From then on, we were straining our eyes, trying to distinguish the difference between the grey slabs of karst rock, and what could be elephants. Some were.
Later, we were in Colombo. Some from our ship went to the National Parks, more elephants – and others to the Elephant Orphanage and Elephant Foundation – many more elephants. We’d been to an elephant rescue enterprise in Phuket, of which more shortly – so I opted to get a driver and have a look at the city.
The traffic! Once, we were in Palermo in Sicily, for a conference on System Dynamics and Chaos Thinking – in short, how chaos self-organises into some form of operating system. I thought the traffic there was a prime example of chaos. No discernible rules – yet it functioned. Colombo is even more so. Tuk-tuks, scooters, open trucks, cars, all in fluid movement. My driver told me we were driving down a one-way system. ‘But there are vehicles coming towards us.’ ‘Yes, it’s Saturday afternoon, so there are no traffic police on duty at the intersection, so some people choose to come this way.’
We stopped at the Gangarama Temple, and walked into a courtyard, at just the time the temple elephant arrived to make her obeisance to a very beautiful jade Buddha.
Earlier, we’d been in Phuket. In Thailand, the elephant is everywhere – in crafts, carvings, temple sculptures, and even in their own letter of the alphabet – but not in nature. The numbers are down from about 50,000 elephants in the 1950s, to maybe 3,500 now, and perhaps 500 of those are in the wild. Jungle clearance for agriculture removed their habitat, and the elephants were co-opted into that clearing, as log-shifters. Thailand once was 70% forested: it had got down to 20% when a new forest protection law was passed in 1989. Redundant elephants.
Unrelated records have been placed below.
PR #288, opened 2020-11-11
Discord domain update, and a dependency

Qaomen:
Discord has changed its main domain from `discordapp.com` to `discord.com` (excluding `cdn.discordapp.com`). The old domain still redirects nicely, but might as well update this!
A small change is included to fix a potential issue where member data (e.g. roles) aren't fetched yet when a user uses the client chat, skipping Discord's message event that would normally update the cache for that member.

Also wanted to update some deps because why not, but a few involve major changes so maybe some time later! :D


Zemanzo (approved):
Ship it!

PR #289, opened 2020-11-14
Three.js dependency update, rendering fixes

Qaomen:
**Changes**
- Set up a basic post-processing pipeline, added a gamma correction shader.
- Removed all gamma encoding in the texture objects.
- Added pre/post-render steps for the `Sky` object to apply the exposure settings.
- `renderCore` now has a main camera, which is shared between the camera types.
- Fixed the tracking camera rotating over the z axis.
- Fixed an issue where some world objects would cast shadows regardless of configuration settings.

**Referencing issues**
None :(

### DIFF
--- a/package.json
+++ b/package.json
@@ -53,7 +53,7 @@
     "semver": "^7.1.0",
     "stats-js": "^1.0.0",
     "styled-components": "^5.1.0",
-    "three": "^0.114.0",
+    "three": "^0.122.0",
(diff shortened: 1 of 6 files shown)


Zemanzo (changes requested):
As mentioned, the way stuff looks in this PR is too different from how it used to be. So please change it to the way it looked before! (Or get real close, that's fine too.) (Or improve it! :D)

Zemanzo (approved):

PR #295, opened 2021-01-08
Race logic refactor

Qaomen:
Maybe this is more a big patch than a feature, but it's a primer for marble bots and (eventually) support for different game modes!
~~And for worker threads but let's not talk about that.~~

**Major changes:**
- All race-related logic has been moved from `game.js` to the `DefaultRace` class, along with some other changes:
	- Added the `STATE_PREPARING` game state, for any preparation logic needed right before the race start.
	- Marble attribute checks have been moved from `commands.js` to `DefaultRace`, and have been rewritten.
	- Added the `RaceEntry` class.
	- Database writes are now handled by race instances.
	- `game` can no longer directly spawn marbles, though `game.addRaceEntry` can still be used to spawn bots at any time.

**Minor changes:**
- Fixed colored logging not working on server-side worker threads.
- Fixed/cleaned up the physics module initialization (which also resolved a circular dependency).
- Physics world automatically starts/stops simulation based on any existing marbles.
- Added `physicsWorld.clearMarbles()`
- Other small changes / new helper functions to make the code less error-prone.


src/server/races/default-race.js
```diff
@@ -0,0 +1,279 @@
...
+	// Non-state functions
+	//
+
+	// Returns true if the marble/entry limit has been reached
+	addRaceEntry(id, name, attributeString = "") {
+		// Don't add new player entries if the limit has been reached, or players that already entered
+		// Exception: Added bots with a undefined id (only spawnable by devs/operators)
+		if(typeof id === "string" && this.isRaceFull()
+		|| (typeof id === "string" && typeof this.raceEntries.find(playerEntry => id === playerEntry.id) !== "undefined") )
+			return this.isRaceFull();
```
Zemanzo, line 118: As stated in our styled guide:
> For single line ifs, keep them in a single line `if(bool) myFunction();`.

In this case it's a pretty long line, so I would suggest just using brackets instead.

src/server/chat/commands.js
```diff
@@ -1,44 +1,17 @@
...
 			// Enter a marble
 			commandString: "marble",
 			permission: "ANYONE",
 			action: function(messageContent, id, username) {
-				game.addPlayerEntry(
+				game.addRaceEntry(
 					id,
 					username,
-					_createMarbleAttributesObject(messageContent)
+					messageContent.substr(7)
```
Zemanzo: *Technically* `substr()` is deprecated. Using `substring()` or `slice()` would be preferred.

Additionally, why 7? That's very confusing in this context. Why wouldn't the `addRaceEntry()` function take care of this? Why bother cutting down the string length?

If you're set on keeping the meaningless value, I would suggest putting it in a variable with a descriptive name such as `RACE_ENTRY_MESSAGE_LENGTH`. Preferably it would be dynamically set based on the commandString, or not be there at all.

src/server/chat/commands.js
```diff
@@ -85,10 +58,10 @@ const commands = function() {
 			action: function(messageContent) {
 				let amount = Math.min(100, parseInt(messageContent.substr(11)) || 10);
 				for (let i = 0; i < amount; i++) {
-					game.spawnMarble(
+					game.addRaceEntry(
 						undefined,
 						undefined,
-						_createMarbleAttributesObject(messageContent)
+						messageContent.substr(11)
```
Zemanzo: Same as above.

src/server/races/default-race.js
```diff
@@ -0,0 +1,279 @@
...
+		this.onNewRaceEntry(entry);
+
+		return this.isRaceFull();
+	}
+
+	// Returns a marbleAttributes object for the given user id and attributes string
+	parseMarbleAttributes(id, attributeString) {
+		let marbleAttributes = {};
+		let messageSections = attributeString.split(" ");
+		messageSections.length = Math.min(messageSections.length, 4); // At most, check only the first 4 words
```
Zemanzo, line 134: I don't mean to insult you but dear lord this is nasty. Can you not just do the `Math.min()` in the `for` loop declaration?

src/server/races/default-race.js
```diff
@@ -0,0 +1,279 @@
...
+
+		for(let i = 0; i < messageSections.length; i++) {
+			Object.keys(this.marbleAttributeList).forEach( attribute => {
```
Zemanzo: This generates a new array to loop over, inside of a loop. A better alternative would probably be to use a `for ... in` loop? e.g:
```js
  for (let attribute in this.marbleAttributeList) {
    // Do stuff...
  }
```

src/server/races/default-race.js
```diff
@@ -0,0 +1,279 @@
...
+
+	// Returns the current/expected marble count for the race
+	getProjectedMarbleCount() {
+		return this.raceEntries.length; // By default, we have one marble per entry
+	}
+
+	onMarbleFinished(entryId) {
+		let marble = this.marbleEntries[entryId];
+		if(marble.finished)
+			return;
```
Zemanzo, line 187: Use a single line, or brackets.

src/server/races/default-race.js
```diff
@@ -0,0 +1,279 @@
...
+
+		// Get raceEntry that belongs to this marble
+		let raceEntry = this.raceEntries.find((raceEntry) => {
+			return marble.userId === raceEntry.id;
+		});
+
+		if (raceEntry) {
+			// Add their best time to the entry (so it can be stored in the case of a PB)
+			if(typeof raceEntry.time === "undefined")
+				raceEntry.time = marble.time;
```
Zemanzo, line 209: Single line or brackets

src/server/races/default-race.js
```diff
@@ -0,0 +1,279 @@
...
+
+			// Award points if eligible
+			if(raceEntry.earnsPoints)
+				this.awardPoints(raceEntry, marble);
```
Zemanzo, line 214: Single line or brackets

src/server/races/default-race.js
```diff
@@ -0,0 +1,279 @@
...
+			return match === null ? undefined : match[0];
+		};
+		this.defaultMarbleAttributeList.color = function() {
+			return utility.randomHexColor();
+		};
+
+		this.marbleAttributeList.skinId = function(attribute, userId) {
+			let skinId = skins.idList[attribute];
+			if (typeof skinId === "undefined")
+				return undefined;
```
Zemanzo: Since the outcome of this condition is the same as the conditions below, it's better to combine them into a single `if`.

src/server/races/default-race.js
```diff
@@ -0,0 +1,279 @@
...
+		return this.isRaceFull();
+	}
+
+	// Returns a marbleAttributes object for the given user id and attributes string
+	parseMarbleAttributes(id, attributeString) {
+		let marbleAttributes = {};
+		let messageSections = attributeString.split(" ");
+		messageSections.length = Math.min(messageSections.length, 4); // At most, check only the first 4 words
+
+		for(let i = 0; i < messageSections.length; i++) {
```
Zemanzo, line 137: We can skip the first `messageSection` right? It will always be `!marble`.

src/server/races/default-race.js
```diff
@@ -0,0 +1,279 @@
...
+		this.pointContributors = 0;
+		this.marbleEntries = [];
+		this.marbleLimitReached = false;
+		this.marblesFinished = 0;
+
+		this.round = new Round(levelId);
+
+		// Contains a set of functions that returns a valid value if the passed attribute string can be parsed correctly
+		this.marbleAttributeList = {};
+		this.defaultMarbleAttributeList = {}; // Similar to above, but sets defaults for attributes that were not set/provided by the user
```
Zemanzo: Suggestion: Make a single list of marble attributes. Maintaining two lists containing the same value (but not entirely) is a bit messy to me. I'd be okay with it if they were generated based on a single list of objects, like this:
```js
const marbleAttributes = {
  color: {
    dynamicValue: () => {},
    defaultValue: () => {}
  },
  size: {,
    defaultValue: () => {}
  },
  // ...
};

for (let attribute in marbleAttributes) {
    this.marbleAttributeList[attribute] = marbleAttributes[attribute].dynamicValue;
    this.defaultMarbleAttributeList[attribute] = marbleAttributes[attribute].defaultValue;
}

```

src/server/races/default-race.js
```diff
@@ -0,0 +1,279 @@
...
+						marbleAttributes[attribute] = match;
+					}
+				}
+			});
+		}
+
+		// Set any default attributes that are (still) undefined
+		Object.keys(this.defaultMarbleAttributeList).forEach( attribute => {
+			if(typeof marbleAttributes[attribute] === "undefined") {
+				marbleAttributes[attribute] = this.defaultMarbleAttributeList[attribute]();
```
Zemanzo: There isn't really a need for the default attributes to be a function is there? I mean, I'm not opposed to doing it this way but it does feel a bit silly.

src/server/races/default-race.js
```diff
@@ -0,0 +1,279 @@
...
+					}
+				}
+				let record = gameConstants.RECORD_NONE;
+				if (personalBestIds.includes(player.id)) {
+					record = gameConstants.RECORD_PB;
+				}
+				scoreResults.push(player.id, player.pointsEarned, pointTotal, record);
+			}
+			if(scoreResults.length > 0)
+				this.game.onRaceResults(scoreResults);
```
Zemanzo, line 286: Single line or brackets

Zemanzo (changes requested):
Ohhh, this is getting me excited to make various game modes!

Aside from the inline comments, there's a lot of variables that can be a `const` instead of `let`. I didn't bother marking all of them, because I'd be busy for days. I'm okay if you leave them for now, but do at least take it into account for the future.

src/server/chat/commands.js
Qaomen: Didn't catch `substr()` being deprecated, so that will be changed. I will also change it for `!level`, since this isn't the first time this function is used in this file.

`substring()` returns the string starting from the given index (and optionally, and end index). So here, it removes `!marble` from the message since the command isn't part of the attributes (to add to that, `addRaceEntry` isn't aware of commands and requests only a string of attributes). I'll change it to base it off of the command string directly, and add a comment to clarify the purpose.

(I'm not sure what kind of assumption was being made here in the end, but if you believed this code was flawed to the point where it would undoubtedly break functionality, *please* confirm this by running the code next time. There are cleaner and more to the point ways to comment on a magic number and/or a unclear function call)

Qaomen: I'll also change the `substr()` calls for the rest of the codebase while I'm at it, since it's used more frequently than just here and well, it's deprecated.

src/server/chat/commands.js
Qaomen: See reply above. I'll also change it for the `for` loop logic that's part of this command.

src/server/races/default-race.js
Qaomen: Setting the `length` of a Javascript array directly looks a bit iffy, but it is a supported way to change the size of an array. If it helps you, I will change it to `splice(0,4)`, which does the exact same thing.

I decided to not do it in the loop here to keep the `for` loop itself cleaner while getting a bit more room to add a comment. We also don't call `Math.min` for every iteration in the loop that way, for what it's worth.

src/server/races/default-race.js
Qaomen: Is it better, or is it preference?
Personally, I don't like conditionals where a lot of different/unrelated evaluations are done at once, because it makes it harder to read and understand what is being checked (and in what order the checks need to happen, if applicable). Keeping this `if` as an early-out and the one below as purely a permission check seems like more readable code to me.

Also, combining these adds an `||` operator and requires the permission check to be wrapped in parentheses, making it even less readable in my opinion.

src/server/races/default-race.js
Qaomen: That was an old bug, which has been fixed by removing the marble/lotsofbots command using `substring()` in `commands.js`.

src/server/races/default-race.js
Qaomen: Good suggestion! This does make it easier to manage, so will be changed.

src/server/races/default-race.js
Qaomen: There already is a reason for this to be called as functions: the default randomized `color` and `size` which are defined above. Other game modes could also have reason to use this (e.g. for auto-joining teams, themed skins, whatever else it could come up with), so this adds flexibility for those cases.
I can understand the confusion with `default` part of the name though, so let me know if you have suggestions for alternatives.

src/server/races/default-race.js
Zemanzo: Fair points, we can keep it as it is 👍

src/server/races/default-race.js
Zemanzo: You're right, it looks very weird to me but it is a completely valid way of resizing the array. Feel free to leave it as is, I'll adapt to it! And fair point on not adding it in the `for` loop.

src/server/races/default-race.js
Zemanzo: Ah yes, oversight on my part. I expected the default to just be a static value. Not sure on any alternative names though 🤔

src/server/races/default-race.js
Qaomen: Normally this would be the better option, but in the current case, `attribute` is a `string`, which we use to write to the correct properties for the `marbleAttributes` object. The given alternative gives us an `Object` instead, which wouldn't make this possible.

src/client/generate-tiny-uuid.js
```diff
@@ -14,7 +14,7 @@ function generateTinyUUID() {
 	for (let i = 0; i < l; i++) {
 		let remain = decimal % charset.length;
 		decimal = (decimal - remain) / charset.length;
-		tUUID += charset.substr(remain, 1);
+		tUUID += charset.substring(remain, 1);
```
Zemanzo: `substring` is not a drop-in replacement here!

> _substring_ takes parameters as (from, to).
_substr_ takes parameters as (from, length).

The generateTinyUUID function no longer works correctly now. (Maybe we should use a proper package for this instead, but that's another discussion)

src/server/races/default-race.js
```diff
@@ -0,0 +1,291 @@
...
+				defaultValue: () => {
+					// 2% chance for a entry's marbles to be of a random size between .3 and .6
+					return Math.random() > .98 ? (.3 + Math.random() * .3) : 0.2;
+				}
+			},
+			skinId: {
+				userValue: (userId, attribute) => {
+					let skinId = skins.idList[attribute];
+					if (typeof skinId === "undefined")
+						return undefined;
```
Zemanzo, line 60: 👀 Single line, or brackets?

src/server/races/default-race.js
```diff
@@ -0,0 +1,291 @@
...
+
+		this.onNewRaceEntry(entry);
+
+		return this.isRaceFull();
+	}
+
+	// Returns a marbleAttributes object for the given user id and attributes string
+	parseMarbleAttributes(id, attributeString) {
+		let marbleAttributes = {};
+		let messageSections = attributeString.split(" ").filter( (attr) => {return attr != "";}); // Split, filter out additional whitespaces
```
Zemanzo: You can clean up the filter callback a bit:
`.filter(attr => attr != "")`

I'm also wondering about the non-strict check, can't we use `!==` in this situation?

src/server/races/default-race.js
Zemanzo: But it doesn't..? Unless I am missing something or being a big dumb (which is a very real possibility), a `for ... in` loop gives you the object keys as strings, not the values?

Zemanzo (changes requested):

src/server/races/default-race.js
Qaomen: Apparently I stand corrected! I'm kind of baffled that iterating over an object's properties this way gives you `string`s instead of, well, the properties. Js remains unintuitive and weird as hell for me, it seems.

Zemanzo: Just for complete clarity;
The `in` keyword gives you the keys of the object:
```js
for (let key in object) { ... }
```

~The `of` keyword gives you the values of the object~
That's not true actually, this only works for iterables such as arrays... In that case, use `Object.values()` or just use the `for (let key in obj)` and manually get the value such as `const value = obj[key]`.

Zemanzo (approved):

PR #298, opened 2021-01-12
Bugfix: Inactive tab / network buffer issue

### LINKED ISSUE #232: When client tab is hidden, the networking buffer increases (whilst it shouldn't)
**Expected behavior**
When the client tab becomes inactive, it should not adapt the network buffer because of the tab's low processing priority.

**Actual behavior**
When the client tab becomes inactive, it increases the network buffer because of the tab's low processing priority. This causes unnecessary delays.

**Reproduction steps**
1. Go to `/client`.
2. Start a marble race.
3. Go to a different tab in the same browser window for ~30 seconds.
4. Open the client tab again.
5. Network buffer has increased causing delays.

**Platform**
OS: Windows 10
Browser version: Firefox Developer Edition 68.0b11 (64-bit)
Build version: v1.2.0

**Related issues**
Might be related to #206

Qaomen:
Fixes the increasing network delay issue when the client page is an inactive tab for a while.

Previously, game/network updates were triggered by the rendering only. This generally worked fine, except that the rendering loop slows significantly when the tab isn't active, causing the network to still receive data while the update functions weren't called. This pull request adds a simple `updateManager` module to create a more centralized way of adding update functions to a list and allows any other module to trigger an update (instead of completely leaving it the renderer's responsibility).

Because the network packets stop right after the end of a race (as there's no new data to send at that time), there *is* a tiny bit of network buffer left at the end of a race that doesn't get processed immediately if the tab stays inactive. This would still cause a "delay", unless the client switches back to the tab again at some point or once the game state changes from `finished` to `waiting`. I'd consider this only a small issue, and given how the solution to that would involve creating a worker thread to periodically force updates I don't it's worth addressing.

**Referencing issues**
Closes #232

### DIFF
--- a/src/client/client/game.js
+++ b/src/client/client/game.js
@@ -5,6 +5,8 @@ import { userState } from "../user-state";
 import { renderCore } from "../render/render-core";
 import { cameras } from "../render/cameras";
 import { HUDNotification } from "./hud-notification";
+import { updateManager } from "../update-manager";
+import { networking } from "./networking";
 import * as gameConstants from "../../game-constants.json";
 
 let game = function() {
@@ -92,6 +94,11 @@ let game = function() {
 		}
 	};
 
+	let _update = function(deltaTime) {
+		levelManager.activeLevel.update(deltaTime);
+		networking.update(deltaTime);
+	};
+
 	return {
 		// Returns a Promise that resolves once initialization is complete
 		// Can be called multiple times but will initialize only once
@@ -110,6 +117,7 @@ let game = function() {
 					_DOMElements.raceLeaderboardAuthorName = _DOMElements.raceLeaderboard.getElementsByClassName("authorName")[0];
 					_DOMElements.resultsList = document.getElementById("resultsList");
 					_DOMElements.resultsListTemplate = document.getElementById("resultsListTemplate");
+					updateManager.addUpdateCallback(_update);
 				});
 			}
 			return _initPromise;
--- a/src/client/client/game.js
+++ b/src/client/client/game.js
@@ -9,8 +9,8 @@ import { updateManager } from "../update-manager";
 import { networking } from "./networking";
 import * as gameConstants from "../../game-constants.json";
 
-let game = function() {
-	let _audio = {
+const game = function() {
+	const _audio = {
 		start: new Audio("resources/audio/start.mp3"),
 		end: new Audio("resources/audio/end.mp3")
 	};
@@ -35,7 +35,7 @@ let game = function() {
 
 		_marbleBeingTracked = null;
 
-	let _trackMarble = function(marble, forceTracking) {
+	const _trackMarble = function(marble, forceTracking) {
 		if (forceTracking) {
 			renderCore.setCameraStyle(cameras.CAMERA_TRACKING);
 		}
@@ -61,7 +61,7 @@ let game = function() {
 	};
 
 	// Starts the "enter marbles now" visual timer. timeLeft in milliseconds
-	let _startEnterCountdown = function(timerValue) {
+	const _startEnterCountdown = function(timerValue) {
 		// Make sure it only runs once
 		if(_enterCountdownTimer !== null) clearInterval(_enterCountdownTimer);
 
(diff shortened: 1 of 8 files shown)


src/client/client/game.js
```diff
@@ -92,6 +94,11 @@ let game = function() {
 		}
 	};
 
+	let _update = function(deltaTime) {
```
Zemanzo: As discussed, we should start using `const` where ever we can. I'm not gonna push you to retroactively change it throughout the whole code base of course, but for anything new I will point it out and ask to change it.

src/client/editor/editor.js
```diff
@@ -112,6 +113,10 @@ EditorObject.prototype.setName = function(name) {
 let editor = function() {
 	let _activeTab = 2;
 
+	let _update = function(deltaTime) {
```
Zemanzo: Can be a `const`.

src/client/skins/skins.js
```diff
@@ -3,11 +3,12 @@ import { levelManager } from "../level-manager";
 import { marbleManager } from "../marble-manager";
 import { marbleSkins } from "../marble-skins";
 import { cameras } from "../render/cameras";
+import { updateManager } from "../update-manager";
 import domReady from "../dom-ready";
 
 // Set up core (rendering, level & marble management)
 renderCore.initialize(cameras.CAMERA_FREE);
-renderCore.updateCallback = function(deltaTime) {
+let update = function(deltaTime) {
```
Zemanzo: Can be a `const`.

src/client/update-manager.js
```diff
@@ -0,0 +1,29 @@
+import domReady from "./dom-ready";
+
+let updateManager = function() {
```
Zemanzo: Can be a `const`.

Zemanzo (changes requested):
As discussed before, we can manage the buffer better using the [page visibility API](https://developer.mozilla.org/en-US/docs/Web/API/Page_Visibility_API).

Aside from the variable declarations, this is pretty nice! Good to have these relatively small things fixed.

src/client/client/networking.js
```diff
@@ -6,17 +6,35 @@ import * as gameConstants from "../../game-constants.json";
...
+	let hiddenVarName, visibilityChangeEventName;
+	if(typeof document.hidden !== "undefined") {
+		hiddenVarName = "hidden";
+		visibilityChangeEventName = "visibilitychange";
+	} else if(typeof document.msHidden !== "undefined") {
+		hiddenVarName = "msHidden";
+		visibilityChangeEventName = "msvisibilitychange";
+	} else if(typeof document.webkitHidden !== "undefined") {
+		hiddenVarName = "webkitHidden";
+		visibilityChangeEventName = "webkitvisibilitychange";
```
Zemanzo: Prefixed variants aren't really necessary, see https://caniuse.com/?search=Page%20Visibility%20API

src/client/client/networking.js
```diff
@@ -6,17 +6,24 @@ import * as gameConstants from "../../game-constants.json";
...
 	let _timeDeltaRemainder = null; // Represents the timeDelta between two updates, or null if there are none
 	let _desiredBufferSize = config.defaultBufferSize; // Desired buffer size
 	let _previousMarblePositions = null;
 
-	let _processMessageEvent = function(event) {
+	// Page visibility logic. If the page is hidden, the network buffer will fast-forward when a race ends
+	// https://developer.mozilla.org/en-US/docs/Web/API/Document/visibilityState
+	let isPageHidden = false;
+	document.addEventListener("visibilitychange", () => {isPageHidden = document.visibilityState === "hidden";}, false);
+	window.addEventListener("pagehide", () => {isPageHidden = document.visibilityState === "hidden";}, false); // Safari fix, which doesn't trigger the visibilitychange event
```
Zemanzo, line 24: These two callback functions are exactly the same. It might be nicer to store the function in a variable and use that twice, but I'll leave that up to you.

Zemanzo (approved):
Minor comment. You can change it if you'd like, but either way you can merge this PR. :)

And they’re not cheap to keep, at 200 kilograms of food a day.
So, our trip was to an elephant sanctuary – The Green Elephant Sanctuary Park which is a refuge for rescued elephants. It’s no small undertaking, working on elephant-scale. Buying an elephant out of slavery, rehousing not only her, but also her rescued and rehabilitated mahout and his family because that’s a one-to-one relationship … it’s huge. I say ‘her’, because they only rehouse the cows. The males are too disruptive – and generally more expensive because they’re too valuable as workers.
Tourists provide a source of income, and a group of elephants are rostered to be fed, mud-bathed and cleaned by people like us who all seem to develop a great goofy grin when we can get close enough to touch these gentle giants.
‘On duty’ when we were there, were a mother with the first calf actually born at the sanctuary, a couple of other youngsters brought in with their mothers, and 9 others –standing patiently and calmly waiting for us to feed them bananas and sugar-cane. Of course, we tended to gravitate to the ones with young – and the solos getting less attention would sometimes help themselves to the food baskets.
Then three were ushered into the mudbath – most of our group stripped of, got in and slathered them with mud.
Off to another pool for a rinse-off with buckets – then through a sort–of-car-wash (left of picture) – duty done! A much easier job than hauling logs – and I’m sure much more to an elephant’s liking than the alternative tourism jobs of taking people for rides or performing in animal shows.
Those elephants who are too old, or ‘not suitable’ to be rostered, (=too brutalised through chains and beatings) get to stay in the retirement part of the park.
So – a big tick to the Green Elephant Sanctuary, for their all-round ethics. And yes, the facilities for the tourists are as good as those for the elephants – I wasn’t surprised to learn that the originators are Swiss!